“The Martyrdom of Gilles de Rais” by Margot K. Juby.
Gilles de Rais was executed on October 26th 1440 for a string of offences including heresy, black magic, sodomy and murder.
He was revered as a saint for three hundred years after his death.
Since the latter part of the nineteenth century, he has quite wrongly been regarded as the inspiration for Perrault’s Bluebeard. What are we to make of such contradictions?
Historians have long assumed that the life and death of Gilles de Rais had been thoroughly researched and held no secrets. The converse was the case.
Properly examined, the dry court documents are full of contradiction and absurdity.
Many supposed facts, on close scrutiny, turn out to be pure fiction.
Unimportant characters sidle from the shadows, having turned out to be spies. Important ones may never even have existed.
In 1992, there was an unofficial retrial, spearheaded by the novelist Gilbert Prouteau. Gilles was spectacularly acquitted, but there has been a great deal of controversy about what many see as a jape or a publicity stunt and his reputation remains in limbo.
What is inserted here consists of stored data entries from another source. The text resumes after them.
PR #13, opened 2021-12-02
Add option to build with rustls-tls support

ereslibre:
#### Summary

Allow to choose the SSL backend. By default it's `native-tls`, but it can be set to `rustls-tls` in order to not depend on the OpenSSL stack of the system.

```release-note
Allow to choose the SSL stack by adding a `native-tls` or `rustls-tls` feature
```

### DIFF
--- a/Cargo.toml
+++ b/Cargo.toml
@@ -7,13 +7,17 @@ authors = [
   "sigstore-rs developers",
 ]
 
+[features]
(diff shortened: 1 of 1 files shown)


flavio (approved):
LGTM

flavio:
The clippy error is unrelated with your changes. I'll fix that later on

PR #14, opened 2021-12-03
Make accept_invalid_hostnames conditional

ereslibre:
Depends on: https://github.com/sigstore/sigstore-rs/pull/13
Depends on a release of the `oci-distribution` crate that contains https://github.com/krustlet/oci-distribution/pull/8.

Make `accept_invalid_hostnames` optional, given it's only used in the `openssl` backend. When `oci-distribution` is released with the mentioned commit (ca1fc724308ed183b42b3239e49c1b23ef183524), the `accept_invalid_hostnames` will **only and only** exist in the struct if the chosen SSL backend is `openssl`.

Signed-off-by: Rafael Fernández López <ereslibre@ereslibre.es>

### DIFF
--- a/Cargo.toml
+++ b/Cargo.toml
@@ -17,7 +17,7 @@ anyhow = "1.0.44"
 async-trait = "0.1.51"
 base64 = "0.13.0"
 ecdsa = { version = "0.12.4", features = ["verify", "pem", "der", "pkcs8"] }
-oci-distribution = { version = "0.7.0", default-features = false }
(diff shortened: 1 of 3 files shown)


flavio (approved):
LGTM, let's wait for a new release of the oci-distribution crate to be released

flavio:
@ereslibre Can you update this PR to use oci-distribution 0.8.1? This is a freshly release that includes the fix you mentioned

ereslibre:
Updated.

Issue #17, opened 2021-12-20
verify example is confusing


lukehinds:
https://github.com/sigstore/sigstore-rs/tree/main/examples/verify

I don''t understand why someone would provide a a cert email, fuclio cert and rekor pub key to verify the signing made with a cosign generated key. There is no trust relation between the cosign.pub key and the others.

I would have thought this would be more relevant:

`cargo run --example verify -- -k cosign.pub  registry-testing.svc.lan/busybox`

or for keyless:

```
cargo run --example verify -- \
  --rekor-pub-key ~/.sigstore/root/targets/rekor.pub \
  --fulcio-crt fulcio.crt.pem \
  registry-testing.svc.lan/busybox
```

flavio:
Right now the library is extremely conservative. When looking at all the signature layers of a cosign signature, the library attempts to verify the trustworthiness of each layer:

  * Layers produced without rekor integration enabled and with "traditional" key signing are always trusted
  * Layers produced with rekor integration and "traditional" key signing are trusted only if the rekor bundle is verified. For that we need the public key of rekor
  * Layers produced with keyless signing are trusted only if the rekor bundle is verified and if the certificate has been issued by fulcio's CA. For that we need both the public key of rekor and fulcio's certificate.

The trusted layers are then further filtered based on other input data, such as user email, annotations,...

I could change the behaviour of the library and make the fulcio and rekor data optional. When the user doesn't provide them the library will simply ignore (== consider not trusted) the layers that require rekor's public key and fulcio's certificate to be verified.

As for the mandatory email address that the example program requires, this is clearly a mistake. It should be made optional

What do you think about the proposal?

flavio:
I think we can close it right now, this has been merged

PR #20, opened 2022-01-12
Do not require rekor and fulcio data

flavio:
Make rekor and fulcio params not mandatory when creating a new instance of the `cosign::Client`.

This fixes issue #17


src/cosign/mod.rs
```diff
@@ -182,17 +207,28 @@ impl ClientBuilder {
...
-        let rekor_pub_key = crypto::new_verification_key(&rekor_pub_key_raw)?;
+        let rekor_pub_key = match self.rekor_pub_key {
+            None => {
+                info!("rekor public key not provided");
+                None
+            }
+            Some(raw) => Some(crypto::new_verification_key(&raw)?),
+        };
+
+        let fulcio_pub_key_raw = match self.fulcio_cert {
```
viccuad, line 225: Nit:

```suggestion
        let fulcio_pub_key_der = match self.fulcio_cert {
```

src/cosign/mod.rs
```diff
@@ -257,8 +286,14 @@ impl CosignCapabilities for Client {
     ) -> Result<Vec<SimpleSigning>> {
         let (manifest, layers) = self.fetch_manifest_and_layers(auth, cosign_image).await?;
 
-        let (_, fulcio_pub_key) = SubjectPublicKeyInfo::from_der(&self.fulcio_pub_key_raw)
-            .map_err(|e| anyhow!("Cannot parse fulcio public key: {:?}", e))?;
+        let fulcio_pub_key = match &self.fulcio_pub_key_raw {
+            None => None,
+            Some(raw) => {
```
viccuad, line 291: Nit:

```suggestion
            Some(der) => {
```

src/cosign/signature_layers.rs
```diff
@@ -217,8 +229,8 @@ impl SignatureLayer {
 pub(crate) fn build_signature_layers(
```
viccuad, line 229: The rustdoc comment of this function may not be true anymore, as the rekor and fulcio keys may be `None`. In that case, when we call `SignatureLayer::new()` on building the `signature_layers`, we are creating layers that only have the `signature` and no `bundle` or `certificate_key`, which is ok, as we can go and verify the signature. But maybe is worth noting in the rustdoc.

viccuad (approved):
LGTM modulo silly nitpicks. The untouched code has the correct precedence and outputs so verification should work as expected when the rekor and fulcio data is None, and we have tests for it.

Note, I'm still learning about the whole workflow, and just learnt about cosign bundles.

lukehinds (approved):

src/cosign/signature_layers.rs
flavio: Good catch, I fixed that now

flavio:
Thanks for all the reviews

PR #21, opened 2022-01-13
Code reorganization

flavio:
> **Note well:** this PR builds on top of https://github.com/sigstore/sigstore-rs/pull/20

The main change done by this PR is to split `cosign/lib.rs` into smaller files.
The `cosign/lib.rs` file was too big. This is now splitted into files that have a clear purpose.

This makes navigating and maintaining the code easier.

While doing that, some of the inline documentation has been moved from the specific struct into the top level library.

For example, examples about how to use `cosign::Client` have been moved into the top-level documentation.
As a result of that, examples about how to use the library are immediately shown on the main page of the library. This improves the whole developer experience.

Finally, while looking at the documentation status of the crate, I realized that `ClientBuilder::with_client_config` was a confusing name for this method.
There's a dedicated commit that renames this method to make it clear this is about the configuration used by the OCI client.


viccuad (approved):
LTGM, thanks for the quality of life improvements :). Checked that no code was changed on the move.

examples/verify/main.rs
```diff
@@ -99,15 +99,26 @@ async fn run_app() -> Result<Vec<SimpleSigning>> {
 
     let auth = &sigstore::registry::Auth::Anonymous;
 
-    let rekor_pub_key = fs::read_to_string(matches.value_of("rekor-pub-key").unwrap())
-        .map_err(|e| anyhow!("Error reading rekor public key: {:?}", e))?;
+    let rekor_pub_key: Option<String> = matches.value_of("rekor-pub-key").map(|path| {
+        fs::read_to_string(path)
+            .map_err(|e| anyhow!("Error reading rekor public key: {:?}", e))
+            .unwrap()
```
lukehinds, line 105: In time we could remove the unwraps, as read_to_string returns a Result<String>

lukehinds (approved):

lukehinds:
lgtm, happy for you to self-merge @flavio as not sure if you have a PR order to follow.

examples/verify/main.rs
lukehinds: ignore my comment, I never noticed this was example code.

PR #24, opened 2022-01-31
Better error handling

flavio:
Do not rely on `anyhow::Result` inside of public APIs. This makes error handling uglier for consumers of the library.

Was he a saint, or the Devil incarnate? History is undecided.
The purpose of this book is to scrutinize the generally accepted account of Gilles’ life, including the evidence given at his trial, to expose the commonly believed myths and to posit a more credible alternative narrative.
There is a much stronger case for his innocence to be made than that put forward in 1992.
However, this is not simply a rehash for English readers of the arguments put forward by various French writers. It is a work of original research.
In addition, since existing biographies are inaccurate and patchy, it is an attempt at a truly encyclopedic account of the life of Gilles de Rais. Everything you always wanted to know about Gilles de Rais (but were afraid to ask), if you like.
All the facts are there, as well as all the lies and legends. This is not a conventional biography.
But Gilles de Rais was no conventional man.